Sleep-Walking Neurons: Brain’s GPS Never Stops Working—Even During Sleep
New Findings Could Help with Future Navigational Problems Associated with Alzheimer’s and Other Neurological Disorders
Researchers at NYU Langone Medical Center have found that navigational brain cells that help sense direction are as electrically active during deep sleep as they are during wake time—and have visual and vestibular cues to guide them. Such information could be useful in treating navigational problems, among the first major symptoms of Alzheimer’s disease and other neurological disorders.

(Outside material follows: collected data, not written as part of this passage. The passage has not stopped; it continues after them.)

Issue #298, opened 2015-08-31
Translate into a locale other than the current one


grantovich:
`i18n` gem has this:

```
I18n.t('some.key', locale: 'en')
```

It would be nice to have something similar for `ember-i18n`. For instance, I have a locale picker that displays each language as that language's name for itself (i.e. English, Español, Français). To have this display correctly in all languages, I need to duplicate that list of languages in all of my locales. It would be cleaner if each locale only stored its own name, and I could call `t('name', { locale: 'en' })`.

(technically that approach would be backward-incompatible with any translations that legitimately had an interpolation named `locale` in them, but that is how the `i18n` gem handles it)

jamesarosen:
Can you link to the relevant Ruby?

grantovich:
This is the part of the `i18n` gem that picks up the locale from the `translate` options:

https://github.com/svenfuchs/i18n/blob/b1200f0289a59ba0368f800473d8ac79f713bc26/lib/i18n.rb#L148

Strangely the method's documentation does not mention this behavior, but the docs for the `transliterate` method immediately below it do include an example.

jamesarosen:
This seems like a fairly unlikely key for a translation to have. Still, it might be good to introduce a flag. Something like

```js
i18nService.set('CROSS_LOCALE_LOOKUPS', true);
```

I would suggest three options:

 1. `warn`: treat `locale` as a special key, warn if a translation uses it; default
 1. `true`: treat `locale` as a special key, silence warnings
 1. `false`: treat `locale` as a regular key, silence warnings

grantovich:
Sounds good to me, although I imagine you'd eventually want to remove the warning/option and have `locale` always be special (perhaps in the next major version bump). Since there is `ENV.i18n` already, should the option go there?

jamesarosen:
> I imagine you'd eventually want to remove the warning/option and have locale always be special (perhaps in the next major version bump)

Exactly.

> Since there is ENV.i18n already, should the option go there?

Sure. The `service:i18n` can pull it off there.

jamesarosen:
jamesarosen/ember-i18n has been deprecated in favor of [ember-intl](https://github.com/ember-intl).

Issue #255, opened 2015-06-24
RFC: support for translations in addons


jamesarosen:
In the discussion below, I will use two hypothetical addons, _ember-paginate_ and _ember-select_.
## Problem

Currently, if an addon wants to provide default translations that the app can consume and optionally override, there are two options:
### Require App to Manage

Each addon has an `addon/locales/en/translations.js` file and similar files for all locales it supports. The app must import these in its own translations files:

``` js
// my-app/app/locales/en/translations.js:

import paginationTranslations from "ember-paginate/locales/en/translations";
import selectTranslations from "ember-select/locales/en/translations";
import Ember from "ember";

const translations = {};
Ember.merge(translations, paginationTranslations);
Ember.merge(translations, selectTranslations);

Ember.merge(translations, {
  "app.title": "My App"
});

export default translations;
```

That's a lot of boilerplate, especially since it needs to be repeated for every locale.
### Addon Injects Translations

The addon could inject translations at runtime with an instance-initializer:

``` js
// ember-paginate/app/instance-initializers/ember-paginate.js:
import en from "ember-paginate/locales/en/translations.js";
import fr from "ember-paginate/locales/fr/translations.js";
import zh from "ember-paginate/locales/zh/translations.js";

export default {
  name: 'ember-paginate',
  initialize: function({ container }) {
    const i18n = container.lookup('service:i18n');
    i18n.addTranslations("en", en);
    i18n.addTranslations("fr", fr);
    i18n.addTranslations("zh", zh);
  }
};
```

That's far better from an app-developer standpoint, but worse for addon authors.
## Goal

The goal of this RFC is to make it so easy for both addon- and app developers to support i18n that they do by default.
## Proposal

The key to this implementation is to loosen the restriction on the names of translation files. _ember-paginate_ would have `ember-paginate/app/locales/en/ember-paginate.js`. _ember-select_ might have `ember-select/app/locales/en/ember-select.js`.

It would then be the responsibility of ember-i18n's `Locale` to merge translations from all of the various packages. The new logic to get the collected translations for locale `ab-CDE` would be
1. enumerate `locale:ab-CDE/*`, excluding `locale:ab-CDE/config`
2. merge those packages in alphabetical order
3. walk up the locale-specificity to `ab` and repeat

https://github.com/emberjs/ember.js/pull/11393 introduced a new private API, `knownForType`, that would be useful for enumerating these packages.
### Ancillary Benefits

[...]

PR #312, opened 2015-09-11
Allow overriding the locale for individual translations

grantovich:
I had some free time, so here is my initial stab at #298. I couldn't find a way to stub the ENV value so I could test that it's correctly loaded into the service, but I manually confirmed that it works.

### DIFF
--- a/addon/services/i18n.js
+++ b/addon/services/i18n.js
@@ -18,21 +18,20 @@ export default Parent.extend(Evented, {
   locales: computed(getLocales),
 
   // @public
+  // Whether to allow overriding the locale for individual translations.
+  allowLocaleOverride: undefined,
+
+  // @public
   //
   // Returns the translation `key` interpolated with `data`
   // in the current `locale`.
   t(key, data = {}) {
-    Ember.deprecate('locale is a reserved attribute', data['locale'] === undefined, {
-      id: 'ember-i18n.reserve-locale',
-      until: '5.0.0'
-    });
-
     Ember.deprecate('htmlSafe is a reserved attribute', data['htmlSafe'] === undefined, {
       id: 'ember-i18n.reserve-htmlSafe',
       until: '5.0.0'
     });
 
-    const locale = this.get('_locale');
+    const locale = this._getLocaleWithOverride(data);
     assert("I18n: Cannot translate when locale is null", locale);
     const count = get(data, 'count');
 
@@ -42,7 +41,7 @@ export default Parent.extend(Evented, {
     const template = locale.getCompiledTemplate(defaults, count);
 
     if (template._isMissing) {
-      this.trigger('missing', this.get('locale'), key, data);
+      this.trigger('missing', locale.id, key, data);
     }
 
     return template(data);
@@ -50,7 +49,7 @@ export default Parent.extend(Evented, {
 
   // @public
   exists(key, data = {}) {
-    const locale = this.get('_locale');
+    const locale = this._getLocaleWithOverride(data);
     assert("I18n: Cannot check existance when locale is null", locale);
     const count = get(data, 'count');
 
@@ -83,6 +82,10 @@ export default Parent.extend(Evented, {
       }
       this.set('locale', defaultLocale);
     }
+
+    if (this.get('allowLocaleOverride') == null) {
+      this.set('allowLocaleOverride', (ENV.i18n || {}).allowLocaleOverride);
+    }
   }),
 
   // @private
@@ -96,5 +99,24 @@ export default Parent.extend(Evented, {
     const locale = this.get('locale');
 
     return locale ? new Locale(this.get('locale'), getOwner(this)) : null;
-  })
+  }),
+
+  // @private
+  // Retrieves the current locale, allowing it to be overridden by a `locale`
+  // option in the translation data if `allowLocaleOverride` is enabled.
+  _getLocaleWithOverride: function(data) {
+    let locale = this.get('_locale');
+
+    if (data.locale && this.get('allowLocaleOverride') !== false) {
+      Ember.warn(
+        'Specifying an interpolation key named `locale` now overrides the target locale for translation. To silence this warning, set ENV.i18n.allowLocaleOverride to true. To disable this behavior and treat `locale` as a normal interpolation key, set ENV.i18n.allowLocaleOverride to false.',
+        (this.get('allowLocaleOverride') !== undefined),
+        { id: 'ember-i18n.locale-override' }
+      );
+      locale = new Locale(data.locale, getOwner(this));
+      delete data.locale;
+    }
+
+    return locale;
+  }
 });
--- a/tests/unit/i18n-t-test.js
+++ b/tests/unit/i18n-t-test.js
@@ -1,13 +1,23 @@
 import Ember from 'ember';
 import { moduleFor, test } from 'ember-qunit';
 
-const { run, deprecate:originalDeprecate } = Ember;
+const { run, deprecate:originalDeprecate, warn:originalWarn } = Ember;
+const warnings = Ember.A();
 
 moduleFor('service:i18n', 'I18nService#t', {
   integration: true,
 
+  beforeEach() {
+    Ember.warn = function(message, test, options) {
+      if (!test) { warnings.pushObject(message); }
+      originalWarn(message, test, options);
+    };
+  },
+
   afterEach() {
     Ember.deprecate = originalDeprecate;
+    Ember.warn = originalWarn;
+    warnings.clear();
   }
 });
 
@@ -40,7 +50,7 @@ test('returns "missing translation" translations', function(assert) {
   assert.equal('Missing translation: not.yet.translated', result);
 });
 
-test('warns on the presence of htmlSafe and locale', function(assert) {
+test('warns on the presence of htmlSafe', function(assert) {
   const service = this.subject();
   let deprecations = 0;
 
@@ -49,7 +59,7 @@ test('warns on the presence of htmlSafe and locale', function(assert) {
 
     const { id } = options;
 
-    if (id === 'ember-i18n.reserve-htmlSafe' || id === 'ember-i18n.reserve-locale') {
+    if (id === 'ember-i18n.reserve-htmlSafe') {
       deprecations += 1;
     }
   };
@@ -57,12 +67,9 @@ test('warns on the presence of htmlSafe and locale', function(assert) {
   service.t('not.yet.translated', { htmlSafe: true });
   assert.equal(deprecations, 1);
 
-  service.t('not.yet.translated', { locale: true });
-  assert.equal(deprecations, 2);
-
   service.t('not.yet.translated');
   service.t('not.yet.translated', { some: 'other key' });
-  assert.equal(deprecations, 2);
+  assert.equal(deprecations, 1);
 });
 
 test('emits "missing" events', function(assert) {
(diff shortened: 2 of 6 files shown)


addon/services/i18n.js
```diff
@@ -19,11 +19,23 @@ export default Parent.extend(Ember.Evented, {
...
   // Returns the translation `key` interpolated with `data`
   // in the current `locale`.
   t: function(key, data = {}) {
-    const locale = this.get('_locale');
+    let locale = this.get('_locale');
+    if (data.locale && this.get('allowLocaleOverride') !== false) {
+      if (this.get('allowLocaleOverride') === undefined) {
+        Ember.warn('Specifying an interpolation key named `locale` now overrides the target locale for translation. To silence this warning, set ENV.i18n.allowLocaleOverride to true. To disable this behavior and treat `locale` as a normal interpolation key, set ENV.i18n.allowLocaleOverride to false.');
+      }
+      locale = new Locale(data.locale, this.container);
```
grantovich: This part seems inefficient, but addressing it would probably require a larger change (for instance, locales could be cached on the service when they are initialized, or all locales could be loaded up-front).

addon/services/i18n.js
```diff
@@ -19,11 +19,26 @@ export default Parent.extend(Ember.Evented, {
...
-    const locale = this.get('_locale');
+    let locale = this.get('_locale');
+    if (data.locale && this.get('allowLocaleOverride') !== false) {
+      if (this.get('allowLocaleOverride') === undefined) {
+        Ember.warn(
+          'Specifying an interpolation key named `locale` now overrides the target locale for translation. To silence this warning, set ENV.i18n.allowLocaleOverride to true. To disable this behavior and treat `locale` as a normal interpolation key, set ENV.i18n.allowLocaleOverride to false.',
+          { id: 'ember-i18n.locale-override' }
+        );
+      }
+      locale = new Locale(data.locale, this.container);
```
grantovich: This part seems inefficient, but addressing it would probably require a larger change (for instance, locales could be cached on the service when they are initialized).

addon/services/i18n.js
```diff
@@ -19,11 +19,25 @@ export default Parent.extend(Ember.Evented, {
...
   t: function(key, data = {}) {
-    const locale = this.get('_locale');
+    let locale = this.get('_locale');
+    if (data.locale && this.get('allowLocaleOverride') !== false) {
+      Ember.warn(
+        'Specifying an interpolation key named `locale` now overrides the target locale for translation. To silence this warning, set ENV.i18n.allowLocaleOverride to true. To disable this behavior and treat `locale` as a normal interpolation key, set ENV.i18n.allowLocaleOverride to false.',
+        (this.get('allowLocaleOverride') !== undefined),
+        { id: 'ember-i18n.locale-override' }
+      );
+      locale = new Locale(data.locale, this.container);
```
grantovich: This part seems inefficient, but addressing it would probably require a larger change (for instance, locales could be cached on the service when they are initialized).

app/instance-initializers/ember-i18n.js
```diff
@@ -14,6 +14,7 @@ export default {
     const key = 'service:i18n';
     const i18n = instance.lookup ? instance.lookup(key) : instance.container.lookup(key);
     i18n.set('locale', defaultLocale);
+    i18n.set('allowLocaleOverride', (ENV.i18n || {}).allowLocaleOverride);
```
jamesarosen: Because this initializer doesn't run in all situations (notably non-integration tests), I suggest moving this logic into the Service itself:
```js
allowLocaleOverride: Ember.computed({
  get() { return (ENV.i18n || {}).allowLocaleOverride; },
  set(prop, newValue) { return newValue; }
})
```

tests/unit/i18n-t-test.js
```diff
@@ -71,3 +88,27 @@ test("check unknown locale", function(assert) {
...
+  assert.equal(warnings.length, 0);
+});
+
+test("locale can be used as an interpolation key if allowLocaleOverride is false", function(assert) {
+  const i18n = this.subject({ locale: 'en', allowLocaleOverride: false });
+
+  const result = i18n.t('with.locale.interpolation', { locale: 'es' });
+  assert.equal(result.string, 'Locale: es');
+  assert.equal(warnings.length, 0);
+});
```
jamesarosen: These tests are awesome :)

addon/services/i18n.js
jamesarosen: 1. we only want to warn if `data.locale` is defined
 2. we can make it slightly more efficient by saving off the warning text as a `const` at the top of the file
 3. we could cache `Locale`s in a closure-local map in the `locale.js` file:

```js
const seenLocales = {};

function Locale(name, container) {
  if (seenLocales[name]) { return seenLocales[name]; }
  seenLocales[name] = this;
  ...
}
```

grantovich: > we only want to warn if `data.locale` is defined

This is inside the `if (data.locale && ...)` so the warning should only be seen in that case.

> we could cache `Locale`s in a closure-local map in the `locale.js` file

Clever! I will see if this works.

jamesarosen: > This is inside the if (data.locale && ...)

d'oh

grantovich: Though I can't help thinking that from the outside, it's very counter-intuitive that `new Locale` only *really* constructs a new locale the first time it's called with a given argument, and thereafter just returns the previously-constructed object. At that point it's really more like a lazily-populated hash. Maybe a "locales" service or something?

jamesarosen: That file is private, so we can change its API. We can change the exported function to `localeFor(name, container)` and uses the map.

app/instance-initializers/ember-i18n.js
grantovich: I think it's probably a good idea that all the code which initializes the service with ENV values should be in the same place – it would be strange to have one property over here, and one property over there. Or would you also suggest moving the `defaultLocale` stuff? (that seems like a separate change)

addon/services/i18n.js
grantovich: Sounds like a good simple solution, I will try going in that direction.

tests/unit/i18n-t-test.js
```diff
@@ -71,3 +88,27 @@ test("check unknown locale", function(assert) {
...
+  const result = i18n.t('no.interpolations', { locale: 'es' });
+  assert.equal(result.string, 'texto sin interpolaciones');
+  assert.equal(warnings.length, 0);
+});
+
+test("locale can be used as an interpolation key if allowLocaleOverride is false", function(assert) {
+  const i18n = this.subject({ locale: 'en', allowLocaleOverride: false });
+
+  const result = i18n.t('with.locale.interpolation', { locale: 'es' });
+  assert.equal(result.string, 'Locale: es');
```
grantovich: For some reason, in these tests alone, the `t` function seems to return an object with a single property called `'string'`, which I have to access to get the actual translation. Really not sure why that is.

app/instance-initializers/ember-i18n.js
jamesarosen: Yes, I think that makes sense as well. I'll do that now and link the PR.

jamesarosen: Except the service is in `addon/` and the config is in `app/`. Hmm. I don't know that there's a way to reference `ENV` from the service directly :(

grantovich: I think it's fine – this way the service itself is isolated, and doesn't try to pull in outside information when you unit-test it. Presumably the initializer logic could be covered by an integration test (if there was a way to stub ENV values).

jamesarosen: I meant that in an app's unit tests, they're not going to get the same behavior that they get in an integration test. It's going to fail in a way that's hard to diagnose.

grantovich: Ah, I see, you were talking about the *user's* integration tests and unit tests. My bad.

jamesarosen: From elwayman02/ember-data-echonest:

```
const ENV = this.container.lookupFactory('config:environment');
```

jamesarosen: You may want to rebase off of master once #313 is merged.

grantovich:
@jamesarosen I tried changing things to use your `localeFor`-style proposal, but that caused test failures related to adding translations at runtime. Strangely, using your originally proposed approach (returning from the constructor) does work.

I've addressed the outstanding feedback and rebased. The `.string` issue seems to have mysteriously disappeared... so I guess this should be good to go.

grantovich:
@jamesarosen Any further changes needed? Could this be merged and released? (I guess it should have a changelog entry, I could write that if you like)

grantovich:
When testing this in my app, I discovered a need to find whether a given translation exists in a locale other than the current one. So I extracted `_getLocaleWithOverride` and applied it to `exists` as well. Not sure what's up with the test failures on Travis – I don't get them locally, and they seem unrelated to my changes.

addon/utils/locale.js
```diff
@@ -13,6 +15,10 @@ export default class Locale {
   //  3. Default `rtl` to `false`
   //  4. Ensure `pluralForm` is defined
   constructor(id, container) {
+    if (initializedLocales[id]) {
+      return initializedLocales[id];
+    }
```
jamesarosen: You never populate `initializedLocales` with `this` after the `if`.

addon/services/i18n.js
```diff
@@ -41,7 +46,7 @@ export default Parent.extend(Evented, {
 
   // @public
   exists: function(key, data = {}) {
-    const locale = this.get('_locale');
+    const locale = this._getLocaleWithOverride(data);
```
jamesarosen: I like the symmetry of `t` and `exists` now. I'm glad you did that extraction.

addon/utils/locale.js
grantovich: Argh. You're completely right. Unfortunately, actually doing this causes adding translations at runtime to stop working. So I guess this method of caching won't work after all. I'm really not sure how to handle this correctly, the architecture is hard for me to follow... should I just take it out for now? I can personally live with the sub-optimal performance, since my use case is not very intensive (this may be a case of premature optimization).

jamesarosen: Can you try removing the `if` around `locale.rebuild()` in `addTranslations`?

I think we need to do some substantial re-architecting anyway to support #255. Probably best to think about the two problems together.

grantovich: Just tried that, but the test for adding translations at runtime still fails.

jamesarosen: OK. I'll give #255 a shot first. I may try moving some of the `addTranslations` logic into `Locale` so the `I18nService` doesn't have to worry about state management.

grantovich: Alright. For now I'll proceed with using this branch in my app, since it seems stable and I haven't noticed any performance hits (I have a small number of translations, and the cross-locale lookup is only performed once on page load). I will keep an eye on that task.

grantovich:
@jamesarosen I've resolved conflicts with current master and removed the defunct attempt at caching. How would you like to handle this? Should it still wait on #255? Can it be merged with a potential caveat about performance? (I've been using this in production for a month now and haven't seen any breaking issues with it, but also haven't examined performance too closely)

jamesarosen:
Sorry I've let this sit so long. I want to work on #255 very soon. I'll try to eke out some time this week. Once I have a better picture of that work, I'll let you know what we should do with this. I definitely want either this code or this idea in the project.

grantovich:
Rebased this on v4.2.0 to resolve conflicts. @jamesarosen how's it going? :smiley:

jamesarosen:
I'm hoping to do some of this heavier work over the break right before the new year. I'll keep you updated.

grantovich:
Hi @jamesarosen, just want to confirm whether this is still slated to be merged at some point. In our limited use case we've had no problems with it, and have been using it in production since October – but we don't want to maintain a fork of ember-i18n indefinitely.

Of course, I'd be happy to write a changelog entry and wiki documentation for this feature, or any other friction-reducing tasks that would help.

jamesarosen:
There's not much movement on ember-i18n these days because I'm working on a release for another project right now. But after that release will be some I18n work, which will be a perfect time to pick this up again.

Thanks for testing it out!

sbsurf:
This would definitely be useful. I could use this as a way to inject missing translation fallbacks, while overriding the missingMessage function to just return the english translation.

sandstrom:
@jamesarosen This would be a wonderful addition! ⛵ 

Is there anything in particular holding this PR back?

sandstrom:
@grantovich Great initiative! 

What do you think about this line:
https://github.com/jamesarosen/ember-i18n/blob/9e840285b53879e5a1eeb7fca57076b69b6f8c9b/addon/services/i18n.js#L41

```js
this.trigger('missing', this.get('locale'), key, data); # current
this.trigger('missing', locale.id, key, data); # my suggestion
```

grantovich:
@sandstrom Thanks for the catch – I haven't been keeping this up-to-date lately since it seems there isn't much interest in merging it, and our project that uses this fork is in maintenance mode. If @jamesarosen gives the go-ahead, I would be happy to revisit it.

(tagging @jasonmit since from https://github.com/jamesarosen/ember-i18n/pull/381#issuecomment-230182277 it looks like we might be duplicating some effort)

jpsirois:
I just had this exact same need for a project. And I extended the i18n services with the changes from this PR and it just work. Is this something still in consideration? I think this PR is worth consideration.

sandstrom:
friendly ping @jamesarosen 😄

jamesarosen:
I don't have any objections. I'd love one of the other maintainers to take a look and help shepherd this.

jamesarosen:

In a report on their work in mice to be published in the journal Nature Neuroscience online March 2, researchers found that head direction neurons continued to code for the “virtual” direction of their gaze during sleep. In fact, during Rapid Eye Movement (REM) sleep—a stage known for intense dreaming activity in humans and during which brain electrical activity is virtually indistinguishable from wake—the 'needle' of the brain compass in the mice surprisingly moved at the same speed than observed during wake. During slow-wave periods of sleep, it showed a 10-fold acceleration of activity, as if the mice turned their head 10 times faster than during the time they were awake.
“We have long known that the brain is at work during sleep,” says senior study investigator Gyorgy Buzsaki, MD, PhD, the Biggs Professor of Neural Sciences at NYU Langone and its Neuroscience Institute. “But now we know how it is working in one of the seemingly simpler senses—head orientation—or our sense of where we look at in any given space. The direction sense is an essential part of our navigation system, since it can reset our internal compass and maps instantaneously, as, for example, when we emerge from the subway and try to orient ourselves.”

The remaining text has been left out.